# WHAT YOU WILL DO
Write each record again exactly as it stands.

----

PR #3552, opened 2017-09-25
Remove afterImageUpload callback which was erroring and is unnecessary

### LINKED ISSUE #3544: Bug in image loading when filling out profile
On micromasters-ci

screenshot from 2017-09-20 18-34-29

screenshot from 2017-09-20 18-36-04

However the image does show up in the profile and it gets saved correctly

noisecapella:
Fixes #3544 

#### What's this PR do?
Fixes a console error when uploading the profile image

Go to `/profile` and upload an image. You should see a console error when on master but not on this branch

### DIFF
--- a/static/js/components/PersonalTab.js
+++ b/static/js/components/PersonalTab.js
@@ -18,7 +18,6 @@ import {
 } from "../lib/validation/profile"
 import type {
   Profile,
-  ProfileFetchResponse,
   SaveProfileFunc,
   ValidationErrors,
   UpdateProfileFunc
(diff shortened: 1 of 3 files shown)


aliceriot:
I think I remember why this was necessary (I think re-patching the profile could overwrite the image or something), do you know what changed so that we don't need it anymore?

noisecapella:
I think we ended up not needing validation for the profile image, not 100% sure though

aliceriot:
oh right, that does sound familiar

PR #3553, opened 2017-09-26
Add shell with imported models

noisecapella:
Any opinions about this PR?

None

#### What's this PR do?
Adds a script `repl.py` which runs the Django shell with all models imported.

Run `docker-compose run web ./repl.py` and type `Role`. You should get the name of the model


pdpinch:
Certainly would save me time. 

Although it does increase the size of the gun I can shoot myself in the foot with.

----

# THE ANSWER
PR #3552, opened 2017-09-25
Remove afterImageUpload callback which was erroring and is unnecessary

### LINKED ISSUE #3544: Bug in image loading when filling out profile
On micromasters-ci

screenshot from 2017-09-20 18-34-29

screenshot from 2017-09-20 18-36-04

However the image does show up in the profile and it gets saved correctly

noisecapella:
Fixes #3544 

#### What's this PR do?
Fixes a console error when uploading the profile image

Go to `/profile` and upload an image. You should see a console error when on master but not on this branch

### DIFF
--- a/static/js/components/PersonalTab.js
+++ b/static/js/components/PersonalTab.js
@@ -18,7 +18,6 @@ import {
 } from "../lib/validation/profile"
 import type {
   Profile,
-  ProfileFetchResponse,
   SaveProfileFunc,
   ValidationErrors,
   UpdateProfileFunc
(diff shortened: 1 of 3 files shown)


aliceriot:
I think I remember why this was necessary (I think re-patching the profile could overwrite the image or something), do you know what changed so that we don't need it anymore?

noisecapella:
I think we ended up not needing validation for the profile image, not 100% sure though

aliceriot:
oh right, that does sound familiar

PR #3553, opened 2017-09-26
Add shell with imported models

noisecapella:
Any opinions about this PR?

None

#### What's this PR do?
Adds a script `repl.py` which runs the Django shell with all models imported.

Run `docker-compose run web ./repl.py` and type `Role`. You should get the name of the model


pdpinch:
Certainly would save me time. 

Although it does increase the size of the gun I can shoot myself in the foot with.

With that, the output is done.